## How to complete this task:
The records below are to be transcribed exactly as they appear.

☆ ☆ ☆ ☆

PR #149, opened 2022-08-29
[FLINK-29115] Improve Python API installation process and quickstart document

yunfengzhou-hub:

This PR improves the installation process of Flink ML's Python SDK, so that Python users could set up Flink ML dependency with a one-line `pip install` command, instead of spending time compiling both Java and Python SDK before they can use Flink ML. This PR also modifies the python example codes and documents to reflect the latest setup process and to provide a quickstart example for python users.

## Brief change log
- Add Flink ML jars to the Python `sdist` package
  The setup code is referenced from the initial version Flink's `setup.py`[1], when PyFlink has not been divided into `apache-flink` and `apache-flink-libraries`.
- Remove the process to load jars in Python tests.
- Remove the instruction to set up jars in Python examples.
- Add documents about compiling, installing, and running a quickstart example of Flink ML's Python SDK.
  The document is referenced from Flink's document to compile or install PyFlink[2][3].

[1] https://github.com/apache/flink/blob/f059b1981b8d2a62acfd2fac3456b8ca3a5bd18f/flink-python/setup.py
[2] https://nightlies.apache.org/flink/flink-docs-release-1.15/docs/dev/python/installation/
[3] https://nightlies.apache.org/flink/flink-docs-release-1.15/docs/flinkdev/building/

## Verifying changes in this PR

Reviewers of this PR can view the newly introduced documents by starting a Hugo server in the local environment with the following command:
```shell
cd docs; hugo -b "" serve
```

The command above would start the Flink ML's document website at localhost:1313.

The changes in the Python installation process can be verified by following the Python compilation and quick-start documents. Simply speaking, they can be verified with the following commands:
```shell
mvn clean install -DskipTests
python -m pip install -r flink-ml-python/dev/dev-requirements.txt
cd flink-ml-python; python setup.py sdist; cd ..;
python -m pip install flink-ml-python/dist/*.tar.gz
python -m pyflink.examples.ml.clustering.kmeans_example
```

- If yes, how is the feature documented? (website document)

### DIFF
--- a/.github/workflows/python-checks.yml
+++ b/.github/workflows/python-checks.yml
@@ -1,3 +1,18 @@
+# Licensed to the Apache Software Foundation (ASF) under one or more
+# contributor license agreements.  See the NOTICE file distributed with
+# this work for additional information regarding copyright ownership.
+# The ASF licenses this file to You under the Apache License, Version 2.0
+# (the "License"); you may not use this file except in compliance with
+# the License.  You may obtain a copy of the License at
+#
+#    http://www.apache.org/licenses/LICENSE-2.0
+#
+# Unless required by applicable law or agreed to in writing, software
+# distributed under the License is distributed on an "AS IS" BASIS,
+# WITHOUT WARRANTIES OR CONDITIONS OF ANY KIND, either express or implied.
+# See the License for the specific language governing permissions and
+# limitations under the License.
+
 name: Python Checks
 
 on:
--- a/.github/workflows/java8-build.yml
+++ b/.github/workflows/java8-build.yml
@@ -1,3 +1,18 @@
+# Licensed to the Apache Software Foundation (ASF) under one or more
+# contributor license agreements.  See the NOTICE file distributed with
+# this work for additional information regarding copyright ownership.
+# The ASF licenses this file to You under the Apache License, Version 2.0
+# (the "License"); you may not use this file except in compliance with
+# the License.  You may obtain a copy of the License at
+#
+#    http://www.apache.org/licenses/LICENSE-2.0
+#
+# Unless required by applicable law or agreed to in writing, software
+# distributed under the License is distributed on an "AS IS" BASIS,
+# WITHOUT WARRANTIES OR CONDITIONS OF ANY KIND, either express or implied.
+# See the License for the specific language governing permissions and
+# limitations under the License.
+
 name: Java 8 Build
 
 on: [push, pull_request]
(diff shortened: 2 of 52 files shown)


.github/workflows/python-checks.yml
```diff
@@ -32,6 +32,12 @@ jobs:
       - name: Install dependencies
         working-directory: flink-ml-python/dev
         run: python -m pip install -r dev-requirements.txt
+      - name: Build Python package
+        working-directory: flink-ml-python
+        run: python setup.py sdist
+      - name: Install Python package
+        working-directory: flink-ml-python
+        run: python -m pip install dist/*.tar.gz
```
HuangXingBo, line 40: I think we can create a dedicated workflow action to build python package and this can be used in the release.

flink-ml-python/pyflink/ml/tests/test_utils.py
```diff
@@ -43,30 +40,3 @@ def setUp(self):
...
-                self.env.add_classpaths("file://{0}/{1}".format(FLINK_ML_LIB_PATH, file))
-
-        # load flink-ml-lib/flink-ml-lib-*-tests.jar
-        FLINK_ML_LIB_SOURCE_PATH = os.path.abspath(os.path.join(
-            this_directory, "../../../../flink-ml-lib"))
-
-        ml_test_jar = glob.glob(os.path.join(
-            FLINK_ML_LIB_SOURCE_PATH, "target", "flink-ml-lib-*-tests.jar"))[0]
-
-        self.env.add_classpaths("file://{0}".format(ml_test_jar))
```
HuangXingBo, line 72: Why remove this logic? We can't let developers need to reinstall every time when they modify the code to make the changed code take effect

.github/workflows/python-checks.yml
HuangXingBo: I found we forgot to add license header to `java8-build.yml` and `python-checks.yml`

yunfengzhou-hub: I have added the license header to Github Action config files.

About creating a workflow to build the python package, I think there is no need to do so now, given that the workload to build the package on a local machine is acceptable so far, and the process is not complicated.

yunfengzhou-hub: I have added the license header to Github Action config files.

About creating a workflow to build the python package, I think there is no need to do so now, given that the workload to build the package on a local machine is acceptable so far, and the process is not complicated.

HuangXingBo (approved):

☆ ☆ ☆ ☆

## Task solution:
PR #149, opened 2022-08-29
[FLINK-29115] Improve Python API installation process and quickstart document

yunfengzhou-hub:

This PR improves the installation process of Flink ML's Python SDK, so that Python users could set up Flink ML dependency with a one-line `pip install` command, instead of spending time compiling both Java and Python SDK before they can use Flink ML. This PR also modifies the python example codes and documents to reflect the latest setup process and to provide a quickstart example for python users.

## Brief change log
- Add Flink ML jars to the Python `sdist` package
  The setup code is referenced from the initial version Flink's `setup.py`[1], when PyFlink has not been divided into `apache-flink` and `apache-flink-libraries`.
- Remove the process to load jars in Python tests.
- Remove the instruction to set up jars in Python examples.
- Add documents about compiling, installing, and running a quickstart example of Flink ML's Python SDK.
  The document is referenced from Flink's document to compile or install PyFlink[2][3].

[1] https://github.com/apache/flink/blob/f059b1981b8d2a62acfd2fac3456b8ca3a5bd18f/flink-python/setup.py
[2] https://nightlies.apache.org/flink/flink-docs-release-1.15/docs/dev/python/installation/
[3] https://nightlies.apache.org/flink/flink-docs-release-1.15/docs/flinkdev/building/

## Verifying changes in this PR

Reviewers of this PR can view the newly introduced documents by starting a Hugo server in the local environment with the following command:
```shell
cd docs; hugo -b "" serve
```

The command above would start the Flink ML's document website at localhost:1313.

The changes in the Python installation process can be verified by following the Python compilation and quick-start documents. Simply speaking, they can be verified with the following commands:
```shell
mvn clean install -DskipTests
python -m pip install -r flink-ml-python/dev/dev-requirements.txt
cd flink-ml-python; python setup.py sdist; cd ..;
python -m pip install flink-ml-python/dist/*.tar.gz
python -m pyflink.examples.ml.clustering.kmeans_example
```

- If yes, how is the feature documented? (website document)

### DIFF
--- a/.github/workflows/python-checks.yml
+++ b/.github/workflows/python-checks.yml
@@ -1,3 +1,18 @@
+# Licensed to the Apache Software Foundation (ASF) under one or more
+# contributor license agreements.  See the NOTICE file distributed with
+# this work for additional information regarding copyright ownership.
+# The ASF licenses this file to You under the Apache License, Version 2.0
+# (the "License"); you may not use this file except in compliance with
+# the License.  You may obtain a copy of the License at
+#
+#    http://www.apache.org/licenses/LICENSE-2.0
+#
+# Unless required by applicable law or agreed to in writing, software
+# distributed under the License is distributed on an "AS IS" BASIS,
+# WITHOUT WARRANTIES OR CONDITIONS OF ANY KIND, either express or implied.
+# See the License for the specific language governing permissions and
+# limitations under the License.
+
 name: Python Checks
 
 on:
--- a/.github/workflows/java8-build.yml
+++ b/.github/workflows/java8-build.yml
@@ -1,3 +1,18 @@
+# Licensed to the Apache Software Foundation (ASF) under one or more
+# contributor license agreements.  See the NOTICE file distributed with
+# this work for additional information regarding copyright ownership.
+# The ASF licenses this file to You under the Apache License, Version 2.0
+# (the "License"); you may not use this file except in compliance with
+# the License.  You may obtain a copy of the License at
+#
+#    http://www.apache.org/licenses/LICENSE-2.0
+#
+# Unless required by applicable law or agreed to in writing, software
+# distributed under the License is distributed on an "AS IS" BASIS,
+# WITHOUT WARRANTIES OR CONDITIONS OF ANY KIND, either express or implied.
+# See the License for the specific language governing permissions and
+# limitations under the License.
+
 name: Java 8 Build
 
 on: [push, pull_request]
(diff shortened: 2 of 52 files shown)


.github/workflows/python-checks.yml
```diff
@@ -32,6 +32,12 @@ jobs:
       - name: Install dependencies
         working-directory: flink-ml-python/dev
         run: python -m pip install -r dev-requirements.txt
+      - name: Build Python package
+        working-directory: flink-ml-python
+        run: python setup.py sdist
+      - name: Install Python package
+        working-directory: flink-ml-python
+        run: python -m pip install dist/*.tar.gz
```
HuangXingBo, line 40: I think we can create a dedicated workflow action to build python package and this can be used in the release.

flink-ml-python/pyflink/ml/tests/test_utils.py
```diff
@@ -43,30 +40,3 @@ def setUp(self):
...
-                self.env.add_classpaths("file://{0}/{1}".format(FLINK_ML_LIB_PATH, file))
-
-        # load flink-ml-lib/flink-ml-lib-*-tests.jar
-        FLINK_ML_LIB_SOURCE_PATH = os.path.abspath(os.path.join(
-            this_directory, "../../../../flink-ml-lib"))
-
-        ml_test_jar = glob.glob(os.path.join(
-            FLINK_ML_LIB_SOURCE_PATH, "target", "flink-ml-lib-*-tests.jar"))[0]
-
-        self.env.add_classpaths("file://{0}".format(ml_test_jar))
```
HuangXingBo, line 72: Why remove this logic? We can't let developers need to reinstall every time when they modify the code to make the changed code take effect

.github/workflows/python-checks.yml
HuangXingBo: I found we forgot to add license header to `java8-build.yml` and `python-checks.yml`

yunfengzhou-hub: I have added the license header to Github Action config files.

About creating a workflow to build the python package, I think there is no need to do so now, given that the workload to build the package on a local machine is acceptable so far, and the process is not complicated.

yunfengzhou-hub: I have added the license header to Github Action config files.

About creating a workflow to build the python package, I think there is no need to do so now, given that the workload to build the package on a local machine is acceptable so far, and the process is not complicated.

HuangXingBo (approved):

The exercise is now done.